特別定額給付金のオンライン申請は、マイナポータルにアクセスしてマイナンバーカードをカードリーダーでパソコンに接続し、世帯主の氏名▽生年月日▽住所▽給付を希望する世帯員の氏名――などを記入し、振込口座を証明する書類を添付。カードの署名用電子証明書の暗証番号を入力して完了となる。
(略)
11日までのオンライン申請が9000件を超えた東京都品川区では、オンライン申請された情報を職員がダウンロードし、住民基本台帳と照合して、申請者の氏名や生年月日などに誤りがないかを目で確認しているという。二重振り込みを防ぐため、給付を求める世帯員の住民票コードを手で入力し、振込口座情報は添付書類の画像と照合する。銀行名が旧名だったり文字間のスペースがなかったりすることも多く、一つ一つ修正しているという。確認作業には2人1組で計8~10人をあてているが、処理できるのは週1000件程度だという。臨機応変の判断が求められるため、誰もができる作業ではなく、人数を増やすのは難しい。
 一方、21日から申請書を発送する予定の郵送申請では、紙の申請書に書かれた口座情報を手入力する必要はあるが、作業自体は単純なため、1日あたり約60人の職員を投入して週2万1000件を処理できる見込みだという。
郵送より遅い? 10万円給付「オンライン申請」の本末転倒 毎日新聞 2020年5月14日
……嘘だろ??!!
なんのためのカードなの? そういう手間をなくすために何千億円もかけて始めたシステムだったんじゃないの?
IT後進国ぶりもここまでくるとジョークにもならない。日本はITインフラも遅れているが、何よりもITの意味が分かっていない人間(しかも、命令系統の上にいる人たち)が多すぎる。
もう、いちいち語るのもストレスだからやめたいのだが、あまりにもあまりだ。

かと思えば、
新型コロナウイルスの感染拡大防止策として政府が妊婦向けに配る布マスクで不良品が見つかった問題で、厚生労働省は14日、参院厚労委で、自治体から返品された布マスクの検品費用として約8億円かかると明らかにした。
 厚労省によると、妊婦向けの布マスクを巡っては、4月30日時点で自治体に配布していた約47万枚のうち約4万7千枚について、異物混入や汚れなどがあったとして返品されていた。現在、国が委託した専門業者が約550人態勢で検品しており、不良品が確認されれば取り除くという。
妊婦向け布マスク、検品に8億円 不良品問題で厚労省 2020/05/14 共同通信

……もはや発狂しそうだ。

アフターコロナを見据える

これから夏になると、COVID-19で死ぬ人より熱中症や他の病気を悪化させて(病院に行けなくて)死ぬ人や、仕事や家庭を失って自殺する人のほうが多くなるのではないか。

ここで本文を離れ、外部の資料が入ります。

Issue #25, opened 2024-07-15
Forward simulation spatially correlated unadjusted reproduction number


cbernalz:
## Goal
We want to update the `generate_simulated_data.R` function in the R folder to implement a spatially correlated unadjusted reproduction number into it.  We will also add necessary functions to allow different correlation structures to be used.

## Context
The current model used in the `generate_simulated_data.R` function is listed in the model definitions in the repo.  The change we are making will be at the unadjusted reproduction level.  We will add the spatial correlations here with the following model : 

Let $k$ represent a site, from sites $1$ to $n_k$.  Let $R_k^u(t)$ be the unadjusted reproduction number at time $t$ at site $k$.  So lets look at the combined "state" $R^u(t)$ that contains an AR(1) correlation structure on the first differences that is currently being used.  So 

$$
\log R^u(t) \sim \text{Normal}(\log R^u(t - 1) + \beta(\log R^u(t - 1) - \log R^u(t - 2)), \sigma_r),
$$

or

$$
\log R^u(t) = \log R^u(t - 1) + \beta(\log R^u(t - 1) - \log R^u(t - 2)) + \sigma_r\text{Normal}(0,1).
$$

Now let $\delta_k(t)$ be the time-varying subpopulation effect on $\log R^u(t)$.  So we can look at the vector of all $\log R_k^u(t)$'s, so

$$
\begin{pmatrix}
        \log R_1^u(t)\\
	\vdots\\
	\log R_{n_{k}}^u(t)\\
\end{pmatrix} = \log R^u(t)
\begin{pmatrix}
	1\\
	\vdots\\
	1\\
\end{pmatrix} + \vec{\delta}(t).
$$

Where $\vec{\delta}(t) = \left(\delta_1(t),...,\delta_{n_k}(t)\right)^{T}$.  We also have that $\vec{\delta}(t) = \varphi_{R(t)}\vec{\delta}(t - 1) + \vec{\epsilon}$, where $\vec{\epsilon}$ $\sim$ $\text{Normal}_{n_k}(0,\mathbf{\Sigma\_{\epsilon}}).$  

This adds a spatial correlation and also the current AR(1) temporal correlation to this $\vec{\delta}(\cdot)$ random variable.  Like before, we have that $0 < \varphi_{R(t)} < 1$.

[...]

PR #26, opened 2024-07-16
Adding spatial components to spatial-main.

cbernalz:
This is regarding the issue here : https://github.com/CDCgov/ww-inference-model/issues/25#issue-2409527383 .


R/exponential_decay_corr_func.R
```diff
@@ -0,0 +1,50 @@
+#' Generates the correlation matrix for an exponential
+#' decay correlation function.
+#'
+#' @param corr_function_params Sturcuted as follows : {dist.matrix, phi, l}.
+#'
+#' @return Correlation matrix.
```
kaitejohnson, line 6: Perhaps also give a bit more of a desription of how this is formatted

R/exponential_decay_corr_func.R
```diff
@@ -0,0 +1,50 @@
+#' Generates the correlation matrix for an exponential
+#' decay correlation function.
+#'
+#' @param corr_function_params Sturcuted as follows : {dist.matrix, phi, l}.
```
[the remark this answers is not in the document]
kaitejohnson: And also mention that the defaults are `NULL` which will return a 1-diagonal matrix which corresponds to no correlation between sites

R/exponential_decay_corr_func.R
```diff
@@ -0,0 +1,50 @@
...
+      nrow(dist_matrix) == ncol(dist_matrix)
+  )
+
+  # presets
+  corr_matrix <- matrix(
+    data = 0,
+    nrow = nrow(dist_matrix),
+    ncol = ncol(dist_matrix)
+  )
+
```
kaitejohnson, line 41: I think you could write this simply as:

`corr_matrix  <- exp(-dist_matrix / phi)^l)`

because of how R handles matrices and scalars

R/exponential_decay_corr_func.R
```diff
@@ -0,0 +1,50 @@
...
+  for (i in seq_len(nrow(dist_matrix))) {
+    for (j in seq_len(ncol(dist_matrix))) {
+      d_ij <- dist_matrix[i, j]
+      corr_matrix[i, j] <- exp(-(d_ij / phi)^l)
+    }
+  }
+
+  return(corr_matrix)
```
kaitejohnson, line 49: Looking at this, it seems this would just return NULL if the default values are used. What does this mean in terms of the downstream functionality of the forward simulation? I am assuming we don't want to pass around a NULL matrix. 

We don't necessarily have to have default values for the function, especially if we want to create a switch for using the spatial correlation or not

R/generate_simulated_data.R
```diff
@@ -50,6 +50,15 @@
 #' LOD across sites
 #' @param input_params_path path to the toml file with the parameters to use
 #' to generate the simulated data
+#' #' @param corr_function Correlation function for spatial site correlations
```
kaitejohnson, line 53:
```suggestion
#' @param corr_function Correlation function for spatial site correlations, default is to use the `independence_corr_func`
```

R/generate_simulated_data.R
```diff
@@ -50,6 +50,15 @@
...
+#' @param corr_fun_params Parameters required for correlation function
```
kaitejohnson, line 54: Would add what the default is and its implications

kaitejohnson: Alternatively, I think we could and probably should just create an boolean switch that indicates whether or not to generate spatially correlated data, so we could add an argument that is `@param include_spatial_corr = TRUE` and then run those components if TRUE and not if FALSE?

R/generate_simulated_data.R
```diff
@@ -50,6 +50,15 @@
...
+#' @param phi_rt Coefficient for AR(1) temporal correlation on subpopulation
+#' deviations.
+#' @param sigma_eps Parameter for construction of covariance matrix of spatial
+#' epsilon.
+#' @param scaling_factor Scaling factor for aux site.
+#' @param aux_site_bool Boolean to use the aux site framework with
```
kaitejohnson, line 60: Why would we want to default this to FALSE?

R/generate_simulated_data.R
```diff
@@ -50,6 +50,15 @@
 #' LOD across sites
 #' @param input_params_path path to the toml file with the parameters to use
 #' to generate the simulated data
+#' #' @param corr_function Correlation function for spatial site correlations
+#' @param corr_fun_params Parameters required for correlation function
+#' @param phi_rt Coefficient for AR(1) temporal correlation on subpopulation
```
kaitejohnson, line 55: Should add the default values for these!

R/generate_simulated_data.R
```diff
@@ -291,6 +300,47 @@ generate_simulated_data <- function(r_in_weeks = # nolint
     )
   }
 
+  log_r_site <- spatial_rt_process(
+    log_r_state_week,
+    corr_function,
+    corr_fun_params,
```
kaitejohnson, line 306: Can you describe what this is doing by default?

R/generate_simulated_data.R
```diff
@@ -291,6 +300,47 @@ generate_simulated_data <- function(r_in_weeks = # nolint
...
+      data = 0,
+      nrow = 1,
+      ncol = ncol(log_r_site)
+    )
+    delta[1] <- rnorm(
+      n = 1,
+      mean = 0,
+      sd = sqrt(scaling_factor) * sigma_eps
+    )
+    n_t
```
kaitejohnson, line 327: Is this supposed to be here?

R/independence_corr_func.R
```diff
@@ -0,0 +1,24 @@
+#' Generates the correlation matrix for a non-spatial process.
+#'
+#' @param corr_function_params NULL
+#'
+#' @return Correlation matrix of diagonal ones.
+#'
+independence_corr_func <- function(
```
kaitejohnson, line 7: I see now, so essentially you made this function to handle the case when we don't want spatial correlation. I think we can specify this a little more simply by adding a switch, curious your thoughts @cbernalz @dylanhmorris

R/spatial_rt_process.R
```diff
@@ -0,0 +1,56 @@
...
+#' @param phi_rt Coefficient for AR(1) temporal correlation on
+#' subpopulation deviations.
+#' @param sigma_eps Parameter for construction of covariance matrix
+#' of spatial epsilon.
+#'
+#' @return A matrix for unadjusted Rt where rows are subpopulations
+#' and columns are time points.
+#'
+spatial_rt_process <- function(log_state_rt,
+                               corr_function,
```
kaitejohnson, line 16: This generality is really nice!

kaitejohnson (changes requested):
@cbernalz This looks great!! Just a few thoughts, curious what you think:
- I think in this `spatial-branch`, we want to make the default that we do incorporate the spatial correlation. So I think we'd want by default a distance matrix (can be any of the things you previously setup), that actually generates the exponentially decayed spatial R(t)s
- I'd suggest adding a switch in `generate_simulated_data.R()` that either does the original implementation with no spatial correlation or does what you have set up to do here. 

For a subsequent issue:
- the output of this function becomes package data in `data-raw/vignette_data.R`. I think for a separate PR/issue (after making the default have spatial correlation with a distance matrix) we should regenerate the package data using the spatially correlated data, and add a plot showing it in the pre-processing section (acknowledging that we haven't fit it with spatial correlation yet but thats ok!)

R/exponential_decay_corr_func.R
cbernalz: For this function, I added a stop function that doesn't let the function run if the values in corr_function_params are still NULL.  Is that fine?

R/generate_simulated_data.R
cbernalz: Using the default settings, this will just provide us with the uncorrelated Rt that was done before.

R/generate_simulated_data.R
cbernalz: I forgot to actually define that variable.

R/generate_simulated_data.R
kaitejohnson: I think we want to have the defaults here use the spatial component, and then handle the auxiliary site as you had written. And then we want to ensure that if we don't want the spatial component to be included, that the auxiliary site R(t) gets handled the way it currently does (treated as just another site)

R/generate_simulated_data.R
```diff
@@ -291,6 +340,47 @@ generate_simulated_data <- function(r_in_weeks = # nolint
...
+      data = 0,
+      nrow = 1,
+      ncol = ncol(log_r_site)
+    )
+    delta[1] <- rnorm(
+      n = 1,
+      mean = 0,
+      sd = sqrt(scaling_factor) * sigma_eps
+    )
+    n_t <- seq_len(ncol(log_r_site))
```
kaitejohnson, line 367: This is creating a vector when I think you want it to create a scalar equant to the number of weeks (in which case, I would just use the previously defined `n_weeks`

R/generate_simulated_data.R
```diff
@@ -364,7 +364,7 @@ generate_simulated_data <- function(r_in_weeks = # nolint
       mean = 0,
       sd = sqrt(scaling_factor) * sigma_eps
     )
-    n_t <- seq_len(ncol(log_r_site))
+    n_t <- ncol(log_r_site)
```
kaitejohnson, line 367: I think we should use `n_weeks` here rather than redefining a new variable! https://github.com/CDCgov/ww-inference-model/blob/d255645e96f5d48b09f15addbd63d2c3db0a87b7/R/generate_simulated_data.R#L169

R/exponential_decay_corr_func.R
kaitejohnson: Add a bit more of a description of what these parameters are!

R/generate_simulated_data.R
```diff
@@ -291,6 +340,47 @@ generate_simulated_data <- function(r_in_weeks = # nolint
...
 
+  log_r_site <- spatial_rt_process(
+    log_r_state_week,
+    corr_function,
+    corr_fun_params,
+    phi_rt,
+    sigma_eps
+  )
+  # Auxiliary Site
+  if (aux_site_bool) {
```
kaitejohnson, line 351: Just for my own clarity, if `use_spatial_corr = FALSE` whether or not the user specifies `aux_site_bool` as true or false doesn't matter, because it will get reassigned as FALSE, and the `independenc_corr_fun()` will spit out a diagnonal matrix of of `n_sites + 1` rows ?

kaitejohnson (changes requested):
This is super close-- just one more question and one suggestion re handling of the `n_t` variable

R/generate_simulated_data.R
cbernalz: Yes, but this can be changed.  I think it actually might be better to allow `aux_site_bool` to be true if `use_spatial_corr` is false.

R/generate_simulated_data.R
```diff
@@ -101,7 +101,7 @@
 #'   phi_rt = 0.6,
 #'   sigma_eps = sqrt(0.02),
 #'   scaling_factor = 0.01,
-#'   aux_site_bool = TRUE
+#'   aux_site_bool = FALSE
```
kaitejohnson, line 104: In the example, wouldn't we want the auxiliary site to be true because we are going to use the spatial correlation function for the ww sites?

kaitejohnson (commented):
Just a quick question about the example otherwise looks good!

kaitejohnson (dismissed):
LGTM, want to make a new issue that updates the package data for this branch? 
You can label it with the `spatial-ww` tag. Will let you merge and delete your feature branch after!

R/generate_simulated_data.R
kaitejohnson: I would commit this suggestion and then resolve the conversation :)

kaitejohnson:
Oh ok -- I just am going to suggest we add one more thing which is that we add one line to the `NEWS.md` describing what was done in this PR! So something like:
- implemented forward simulation of spatially correlated subpopulations given an adjacency matrix, to be added as an option in the `generate_simulated_data()` function

kaitejohnson (approved):
LGTM!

それで冬になるとまたじわじわと感染者が見つかって、あちこちで死者も出てきて……。
そういうのが続いていくうちにみんなうんざりしてきて、「癌や交通事故で死ぬ人がいる」のと同じような感覚でCOVID-19を受け入れるしかなくなる……そんな気がする。

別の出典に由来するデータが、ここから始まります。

PR #29, opened 2024-07-17
Modularize the functions in the `generate_simulated_data()` function

### LINKED ISSUE #3: Break up `generate_simulated_data.R` function into more modular functions
## Goal
Currently one long linear function that steps through each component of the model to generate simulated hospital admissions and wastewater data. It is highly complex and hard to follow. It would be easier if each individual module called a function. That way, when you want to change how a module is handled, you can just write a new function for it. 

## Requirements
- [ ] break down getting global and local infection dynamics, generating expected hospital admissions, and generating expected wastewater concentrations into separate modular functions
- [ ] call these in the `generate_simulated_data.R` function

kaitejohnson:
This PR closes #3 and attempts to make the `generate_simulated_data()` function a series of calls to other functions that represent the critical model components, with the goal being that you can swap in and out different functions for different models (for example how to get the subpopulation R(t) estimates).


R/checkers.R
```diff
@@ -23,6 +23,91 @@ check_date <- function(df, max_date, call = rlang::caller_env()) {
...
+#' length
+#'
+#' @param r_in_weeks a vector indicating the R(t) in weeks
+#' @param ot integer indicating the observed time: length of hospital admissions
+#'  calibration time in days
+#' @param nt integer indicating the nowcast time: length of time between last
+#' hospital admissions date and forecast date in days
+#' @param forecast_horizon integer indicating the duration of the forecast in
+#' days e.g. 28 days
+#' @param call Calling environment to be passed to the type checker
```
dylanhmorris, line 36:
```suggestion
#' @param call Calling environment to be passed to `cli::cli_abort()` for traceback.
```

dylanhmorris: Is your goal with this pattern is to avoid the error message begin:
```
Error in `check_rt_length()`:
```
and instead have it begin:
```
Error in `<function that called check_rt_length()>()`:
```
?

kaitejohnson: I think so, so that in this case since I call this in the `generate_simulated_data()`  function it would tell you there was an error in that function if you passed in an R(t) of the wrong length that would read 
`"The weekly R(t) specifed isn't long enough to produce",
        "infections for the specified observed/calibration time (`ot`)",
        "nowcast period (`nt`), or forecast horizon (`forecast_horizon`)"`

dylanhmorris: That what I thought. In that case, I am fairly confident the pattern is right but that the documentation should be updated per my suggestion above, as what is written does not apply to this case.

R/checkers.R
```diff
@@ -23,6 +23,91 @@ check_date <- function(df, max_date, call = rlang::caller_env()) {
...
+  invisible()
+}
+
+#' Check that the specified site and lab indices line up
+#'
+#' @param site vector of integers indicating which site (WWTP) each separate
+#' lab-site observation comes frm
+#' @param lab ector of integers indicating which lab the lab-site observations
+#' come from
+#' @param call
```
dylanhmorris, line 91:
```suggestion
#' @param call Calling environment to be passed to [cli::cli_abort()] for traceback.
```

R/checkers.R
```diff
@@ -23,6 +23,91 @@ check_date <- function(df, max_date, call = rlang::caller_env()) {
...
+}
+
+#' Check that the sum of the wastewater site populations don't exceed
+#' the total population
+#'
+#' @param pop_size integer indicating the population size in the hypothetical
+#' state
+#' @param ww_pop_sites vector indicating the population size in the
+#' catchment area in each of those sites
+#' @param call Calling environment to be passed to the type checker
```
dylanhmorris, line 65:
```suggestion
#' @param call Calling environment to be passed to [cli::cli_abort()] for traceback. 
```

R/checkers.R
dylanhmorris, line 1: Can't straightforwardly make an inline suggestion for `check_elements_non_neg` as it's not part of the diffs but it also needs the documentation for the `call` argument fixed.

R/compile_model.R
```diff
@@ -7,6 +7,7 @@
 #' for additional source files to include. Within each stan file,
 #' use #include {path to your file with the `stan` directory}.stan
 #'
+#'
```
dylanhmorris, line 10:
```suggestion
```

dylanhmorris: I don't think this extra line needs to be added. Can revert.

dylanhmorris (commented):
Partial review to suggest fixes to docs

R/generate_simulated_data.R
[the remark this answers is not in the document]
dylanhmorris: I would also strongly suggest trying to reuse the helper/formatting functions defined in https://github.com/CDCgov/ww-inference-model/blob/main/R/get_stan_data.R wherever possible in this function. Among other things, that means the data simulation doubles as an extra check on the robustness of those helper functions.

R/generate_simulated_data.R
```diff
@@ -142,6 +139,14 @@ generate_simulated_data <- function(r_in_weeks = # nolint
...
 
+  # Get other variables needed for forward simulation ------------------------
+
+  # Get pop fractions of each subpop. There will n_sites + 1 subpops
+  pop_fraction <- c(
+    ww_pop_sites / pop_size,
+    (pop_size - sum(ww_pop_sites)) / pop_size
+  )
+  n_subpops <- length(pop_fraction)
   # Pull parameter values into memory
```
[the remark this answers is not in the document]
kaitejohnson: Fixed in #54 , will fix here as well

R/generate_simulated_data.R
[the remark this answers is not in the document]
kaitejohnson: Hmmm I'm not sure I am following @dylanhmorris. These functions are mostly binding a bunch of vectors together to form something that looks like input data tables, whereas those functions are doing the opposite -- getting individual components and indices from data tables

kaitejohnson:
@dylanhmorris This is ready for re-review. I could combine more things into larger wrapper functions, but my preference is that each individual component have its own function. It does still mean that the `generate_simulated_data()` function is large and verbose, but I don't think there's a great way to avoid this in a complex model.

R/generate_simulated_data.R
```diff
@@ -142,34 +139,36 @@ generate_simulated_data <- function(r_in_weeks = # nolint
...
+  pop_fraction <- c(
+    ww_pop_sites / pop_size,
+    (pop_size - sum(ww_pop_sites)) / pop_size
+  )
+  n_subpops <- length(pop_fraction)
 
   # Create a tibble that maps sites, labs, and population sizes of the sites
   n_sites <- length(unique(site))
-  site_lab_map <- data.frame(
+  site_lab_map <- create_site_lab_map(
```
gvegayon, line 154: I would argue it is a good practice to be verbose about the passed arguments. In other words, unless the function has a single argument, I would explicitly 
`arg1 = my_arg1`.

R/generate_simulated_data.R
```diff
@@ -215,268 +214,205 @@ generate_simulated_data <- function(r_in_weeks = # nolint
...
 
 
+  # Global adjusted R(t) --------------------------------------------------
+  # I(t)/convolve(I(t), g(t)) #nolint
+  # This is not used directly, but we want to have it for comparing to the
+  # fit.
+  rt <- calc_rt(new_i_over_n,
+    convolve_fxn = model$functions$convolve_dot_product,
+    generation_interval,
+    uot,
```
gvegayon, line 380: I suggest using named arguments.

R/generate_simulated_data.R
```diff
@@ -215,268 +214,205 @@ generate_simulated_data <- function(r_in_weeks = # nolint
...
-    dplyr::arrange(site, lab, date) |>
-    dplyr::select(date, site, lab, genome_copies_per_ml, lod, site_pop)
+  ww_data <- format_ww_data(
+    log_obs_conc_lab_site,
+    ot,
+    ht,
+    date_df,
+    site_lab_map,
+    lod_lab_site
+  )
```
gvegayon, line 395: Same here: named arguments.

R/generate_simulated_data.R
```diff
@@ -215,268 +214,205 @@ generate_simulated_data <- function(r_in_weeks = # nolint
...
-    ) |>
-    dplyr::select(
-      date,
-      daily_hosp_admits,
-      state_pop
-    )
+  hosp_data <- format_hosp_data(pred_obs_hosp,
+    dur_obs = ot,
+    pop_size,
+    date_df
```
gvegayon, line 402: And here.

R/generate_simulated_data.R
```diff
@@ -215,268 +214,205 @@ generate_simulated_data <- function(r_in_weeks = # nolint
...
 
-  # Make another one for model evaluation
-  hosp_data_eval <- tibble::tibble(
-    t = 1:(ot + ht),
-    daily_hosp_admits_for_eval = exp_obs_hosp,
-    state_pop = pop_size
+  hosp_data_for_eval <- format_hosp_data(pred_obs_hosp,
+    dur_obs = (ot + ht),
+    pop_size,
+    date_df
```
gvegayon, line 408: Same

R/model_component_fwd_sim.R
```diff
@@ -0,0 +1,472 @@
+#' Function to generate a global weekly R(t) estimate with added noise
+#'
+#' @param r_in_weeks The mean R(t) for each week of the simulation, can be
+#' longer than the 7*n_weeks
+#' @param n_weeks The number of weeks that we want to simulate the data for
+#' @param global_rt_sd The variation in the R(t) estimate to add
+#' intrinsic variability to the infection dynamics
+#'
+#' @return a weekly R(t) estimate with added noise
```
gvegayon, line 9: Since all these functions are associated, you can use the [`family` roxygen tag](https://roxygen2.r-lib.org/articles/index-crossref.html#family) to cross-reference them automatically. 

```suggestion
#' @family Model components
#' @return a weekly R(t) estimate with added noise
```

gvegayon (commented):
I think it looks good, @kaitejohnson! Fewer lines of code and more documentation! I have a handful of minor comments. Conditional on all tests passing, I would suggest you merge it.

R/generate_simulated_data.R
kaitejohnson: Ooh this is a good point, especially since there are a lot of these and order is constantly changing. Will go through and adjust so all of them are explicit

R/model_component_fwd_sim.R
kaitejohnson: Magic! So helpful thank you

NAMESPACE
gvegayon, line 1: Probably an unintended change, but you should not remove the `@export` tag. The `@family` tag doesn't export the function.

kaitejohnson: I actually did intend that-- I don't think I want these model components to be external user facing functions? Or maybe they should be?

kaitejohnson: I realized I had removed them in some components of the model but kept them in others

gvegayon: If it is internal, then there's no usage on the `family` tag. If you don't think others will find this useful, then sure, keep them internal :). When exposing functions, you have to think about the future release of the package: will it help the user?.

R/generate_simulated_data.R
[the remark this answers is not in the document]
dylanhmorris: Makes sense, thanks

NAMESPACE
kaitejohnson: I see! Ok think the family tip will be helpful for other things but probably not necessary here. Can go ahead and remove those tags!

gvegayon: And I would go further and add the `@noRd` tag.

kaitejohnson: That wouldn't create any of the man/files correct? I guess I think its nice to still have them if someone is in the weeds of the code and wants to know what the arguments are supposed to mean

kaitejohnson:
@dylanhmorris Let me know if this is good to merge, I made a separate issue for specifying all inputs https://github.com/CDCgov/ww-inference-model/issues/61

kaitejohnson:
@dylanhmorris This addresses #65 and updates the package data accordingly.

kaitejohnson:
@damonbayer This PR adds the `true_global_rt` dataframe to the package data. This contains the date and time columns and the `unadj_rt` and the `realized_rt`.

kaitejohnson:
@dylanhmorris @gvegayon Ready for re-review. 

I think it makes sense to make a separate issue to look into the back-calculation of R(t) and see why we are not able to reproduce a flat repeated value each day. I think it might have something to do with indexing/initialization but I'd want to look into it. Should be easier to do with a more functionalized version of the `generate_simulated_data()` function.

kaitejohnson:
Ok I think this fixes the back-calculation of R(t), by padding a 0 to the generation interval which replicates the forward

kaitejohnson:
@dylanhmorris Let me know if there are small changes needed to get this through review. Would be ideal to fix some of this before we have people using it, even if just prototyping. Apologies that it became such a large PR, but I think most of it has been reviewed by now :(

R/generate_simulated_data.R
```diff
@@ -215,272 +216,231 @@ generate_simulated_data <- function(r_in_weeks = # nolint
...
+    n_subpops = n_subpops,
+    r_weeks = unadj_r_weeks,
+    subpop_level_rt_variation = sigma_eps
+  )
 
-  new_i_over_n <- rep(0, (uot + ot + ht)) # State infections
-  for (i in 1:(n_sites + 1)) {
-    unadj_r_site <- ind_m %*% exp(log_r_site[i, ]) # daily R site
+  # Alternatively, can replace this with
+  # r_site <- spatial_rt_process(input_params) #nolint
```
dylanhmorris, line 275: I don't think this comment belongs in main
```suggestion
```

inst/stan/wwinference.stan
```diff
@@ -364,7 +364,10 @@ generated quantities {
   exp_state_ww_conc = exp(state_log_c);
 
   // Deterministic calculation of state level R(t) from incident infections
-  // and the generation interval
-  rt = (state_inf_per_capita ./ convolve_dot_product(state_inf_per_capita, gt_rev_pmf, uot + ot + ht))[uot+1: uot + ot + ht];
+  // and the generation interval, with a 0 added to account for the fact
+  // that our forward process assumes no contribution to onwards infections
+  // on the day of infection
+  rt = (state_inf_per_capita ./ convolve_dot_product(state_inf_per_capita,
+    reverse(append_row(0,generation_interval)), uot + ot + ht))[uot+1: uot + ot + ht];
```
dylanhmorris, line 371: I still would like this to be a bit more readable, but out of scope here.

data-raw/test_data.R
```diff
@@ -74,6 +74,7 @@ toy_stan_data <- wwinference::get_stan_data(
   inf_to_count_delay = model_spec$inf_to_count_delay,
   infection_feedback_pmf = model_spec$infection_feedback_pmf,
   params = model_spec$params,
+  include_ww = as.numeric(model_spec$include_ww),
```
dylanhmorris, line 77:
```suggestion
  include_ww = as.integer(model_spec$include_ww),
```
Since it's a flag in Stan, I'd coerfce to integer, not numeric.

inst/stan/wwinference.stan
kaitejohnson: I can make an issue to make a separate function for it like we have in `generate_simulated_data()` ?

R/model_component_fwd_sim.R
```diff
@@ -0,0 +1,484 @@
...
+get_global_rt <- function(r_in_weeks,
```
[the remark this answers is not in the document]
kaitejohnson: No the `r_In_weeks` is specified by the user, defaulted in natural scale. 

Good catch, added a manual replacement with a very small number.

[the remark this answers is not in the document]
dylanhmorris: Why not just add the noise on the transformed scale? Or not add noise at all?

R/model_component_fwd_sim.R
```diff
@@ -194,7 +199,9 @@ get_time_varying_daily_ihr <- function(p_hosp_mean,
 
 #' Get the predicted genomes per person in each subpopulation
 #'
-#' @param convolve_fxn function used to convolve infections with delay pmf
+#' @param convolve_fxn function used to convolve infections with delay pmf.
+#' This will typically take `convolve_dot_product()` from the
```
dylanhmorris, line 203:
```suggestion
#' This will typically take `convolve_dot_product()` function from the
```

R/model_component_fwd_sim.R
```diff
@@ -425,13 +432,15 @@ format_hosp_data <- function(pred_obs_hosp,
...
 #' infected on that day. This is a reasonable assumption, but to align the
-#' implementation of the forward process with our backword process, we have to
+#' implementation of the forward process with our backward process, we have to
 #' add a 0 density to day 0 of the passed in generation interval.
 #'
 #'
 #' @param new_i vector of numerics that spans the length of `tot_time`,
 #' representing the new incident infections per day
 #' @param convolve_fxn function used to convolve infections with delay pmf
+#' This will typically take `convolve_dot_product()` from the
```
dylanhmorris, line 442:
```suggestion
#' This will typically take the `convolve_dot_product()` function from the
```

R/model_component_fwd_sim.R
```diff
@@ -1,21 +1,24 @@
 #' Function to generate a global weekly R(t) estimate with added noise
 #'
-#' @param r_in_weeks The mean R(t) for each week of the simulation, can be
-#' longer than the 7*n_weeks
+#' @param r_in_weeks The mean R(t) for each week of the simulation in natural
+#' scale, can be longer than the 7*n_weeks
```
dylanhmorris, line 4:
```suggestion
#' scale, can be longer than the 7*n_weeks
```
Missed this before. Should the 7 be here?

dylanhmorris (commented):
A few final things.

inst/stan/wwinference.stan
dylanhmorris: sounds good.

R/model_component_fwd_sim.R
kaitejohnson: whoops no good catch

dylanhmorris (approved):
LGTM, thanks @kaitejohnson. Can you make a separate issue to reconsider the R(t) additional noise in the simulated data?

kaitejohnson:
> LGTM, thanks @kaitejohnson. Can you make a separate issue to reconsider the R(t) additional noise in the simulated data?

Sure, you mean to consider the noise being generated in log scale?

R/model_component_fwd_sim.R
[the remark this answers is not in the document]
kaitejohnson: Yeah, this is just basically to let the user specify something really boring and unrealistically smooth, and then add a bit of noise to it. I think its a bit easier to reason around this (particularly the right magnitude of the stdev) in natural scale. Can make a separate issue though.

dylanhmorris:
> > LGTM, thanks @kaitejohnson. Can you make a separate issue to reconsider the R(t) additional noise in the simulated data?
> 
> Sure, you mean to consider the noise being generated in log scale?

But also whether to have a user-specified timeseries with added noise at all (versus either/both of generating the $\mathcal{R}(t)$ from the underlying stochastic process or taking a user-specified timeseries as is (which the user can generate with whatever process they like)

kaitejohnson:
> > > LGTM, thanks @kaitejohnson. Can you make a separate issue to reconsider the R(t) additional noise in the simulated data?
> > 
> > 
> > Sure, you mean to consider the noise being generated in log scale?
> 
> But also whether to have a user-specified timeseries with added noise at all (versus either/both of generating the R ( t ) from the underlying stochastic process or taking a user-specified timeseries as is (which the user can generate with whatever process they like)

Yeah, I guess the "added noise" could certainly happen outside the function in any simulation analysis.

そうなっても、一旦身体に染みついた「三密空間は怖い」「人との接触を減らせば感染リスクは下がる」という習慣や考え方はある程度残るし、その頃には世の中のビジネスモデルがガラッと変わっているから、よくも悪くも今まで通りの生活はできなくなる。
物の値段、特に大衆消費財の類は価格が上がる。結果、貧乏人はますます生活が苦しくなる。

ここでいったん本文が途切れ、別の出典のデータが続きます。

Issue #30, opened 2024-07-18
Updating package data in spatial-ww branch.


cbernalz:
## Goal
We want to use the spatial process that was recently added into the spatial-ww branch to update the package data that is used in the vignette.

## Requirements

- [ ] Update data using the `vignette_data.R` file

PR #31, opened 2024-07-18
30 updating package data in spatial ww branch

cbernalz:
Regarding issue https://github.com/CDCgov/ww-inference-model/issues/30#issue-2416516687 .


kaitejohnson (approved):
Confirming (for our own memory) that the `hosp_data.rda`, `hosp_data_eval.rda` and `ww_data.rda` were generated from running the `vignette_data.R` script after reinstalling the package and reloading the library. Same is true for the testing data, which is generated from running `test_data.R` and is saved to `sysdata.rda`

This LGTM! You can go ahead and merge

職人は高級品を金持ちに売るという形でしか生き残れなくなる。
生活格差が加速する。社会保障は崩壊する。誰もが普通に病院に行って診療を受けたり手術を受けたりすることはできなくなるし、介護施設はよほどの金持ちしか利用できなくなる。
ネット文化がますます多様化して、バーチャルな趣味・娯楽が増える。多分、その質は落ちていき、下卑たもので溢れる。
伝統芸能とかクラシックの演奏会とかというものは、金持ちにしか楽しめなくなり、中世のような社会に戻る。貧乏人はネット世界に閉じこもる。
そんな中で大規模災害や、今回以上の強烈な感染症が現れたりして、世界は崩壊へ向かう……。
SF映画みたいな世界が、実際にやってくるかもしれない。
多分、それを見る前に私のような高齢者世代は死ぬのだろうが、最後まで正気を保つことができるだろうか。無法地帯と化したような現政権や、世界から笑われるような社会システムを見ているだけで、自信がどんどんなくなる。